Serotype G8 rotaviruses are rarely found in man and the exchange of genes between human and bovine G8 viruses may have occurred on more than one occasion [39]. G8 reassortant strains are thought to have two major lineages, one originating in Africa [40, 41], and another originating in Southeast Asia [26]. In the BEAST analysis, Hoa-Tran et al. [26] confirmed the hypothesis that the G8P[8] strains in Southeast Asia were generated by reassortment of bovine G8 strains and human DS-1-like strains and that these event occurred between 2007 and 2012. In our study, the whole genome sequencing results suggest that, although the similarity of VP7 genes between Guangzhou G8P[8] strains and bovine RVA strains derived in Southeast Asia was more than 90% (91.90 ~ 97.93%), they had higher gene homologies (99.40 ~ 99.59%) with DS-1-like G8P[8] strains circulating in Southeast Asia in recent years. It is therefore doubtful whether the two Guangzhou RV strains originated from reassortment events between animal and human strains. Secondly, the whole genome sequences of the two Guangzhou isolates differed from DS-1-like G8 and Wa-like G8 strains derived from Africa and Europe, with regard to sequence similarities and genetic distances. Thirdly, further whole genome sequence comparisons between the two Guangzhou strains and G8P[8] strains circulating in Southeast Asia and East Asia suggest a low similarity, especially regarding the VP1, VP6, NSP2 NSP4, and NSP5/6 genes. Conversely, except for the VP7 gene, higher similarity was observed with 10 other gene segments between the two Guangzhou strains and G9P[8], G3P[8] and G2P[4] strains circulating in Thailand and Spain between 2014 and 2018. Hence, it seems most likely that the two Guangzhou strains originated from reassortment events of G8P[8], G9P[8], and G3P[8] strains circulating in Southeast Asia in recent years.

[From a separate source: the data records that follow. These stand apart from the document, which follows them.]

PR #3314, opened 2026-09-11
chore: make lame duck delay configurable

tstirrat15:
## Description
Follow-on to #3295. The approach of adding a delay was correct, but the length of the delay depends on the configuration of the load balancer in question, which means that the delay should be configurable. This implements that.

See https://sre.google/sre-book/load-balancing-datacenter/#robust_approach_lame_duck for more information.

## Changes
* Add `--grpc-shutdown-drain-delay` as a configurable flag
* Update code and tests accordingly
* Add delay to compose files
## Testing
Review. See that tests pass. Stand up and shut down the compose file and see that it behaves as expected.


pkg/cmd/serve.go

One limitation of the study is that it is based on only two G8P[8] isolates obtained in Guangzhou. Further studies on prevalence, evolution and origins are required to characterize their spread in China. Nevertheless, in the past epidemic season, we have noticed the emergency of G8 strain not only in Guangzhou, but also in other regions of southern China. It would be very valuable to study the evolution-associated characteristics with more G8 strains that might spread elsewhere, to further verify our hypothesis on the origins of emerging G8P[8] RV strains in China.

Conclusions

Probably due to the frequent personnel mobility and trade, RVAs of G8 genotype, which used to circulate in countries around China for years, have recently emerged in the South of China and accounted for a considerable proportion of children presented as severe AGE. The clinical and epidemiological significance of G8 RV strains in China remains to be closely monitored.